PR #220, opened 2022-11-09
Docsp-25435: Triggers during restore

MongoCaleb:
### Jira

https://jira.mongodb.org/browse/DOCSP-25435

https://docs-atlas-staging.mongodb.com/atlas-app-services/docsworker-xlarge/DOCSP-25435/triggers/disable/#restoring-from-a-snapshot

### DIFF
--- a/source/triggers/disable.txt
+++ b/source/triggers/disable.txt
@@ -103,3 +103,26 @@ importing an application directory with {+cli-bin+}.
 
                realm-cli push
 
+
+Restoring from a Snapshot
+-------------------------
+
+Consider the following scenario:
+
+- A database trigger is disabled or suspended.
+
+- New documents are added while the trigger is disabled.
+
+- The database is restored from a snapshot to a time prior to the new documents 
+  being added.
+
+- The database trigger is restarted.
+
+In this case, the trigger will pick up all of the new file additions and fire a 
+notification for each. It will not resend prior notifications. 
+
+.. note:: Title
+
+   If a database trigger is enabled during snapshot restoration, you will see an 
+   error in the Edit Trigger section of the Atlas UI because it cannot connect to 
+   the Atlas cluster during the restore process. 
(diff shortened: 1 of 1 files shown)


source/triggers/disable.txt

┄┄┄┄┄┄

#### Description of the task
The word "source" appears in some lines of the records. Please work out how many and reply with that number only.

#### Your response
3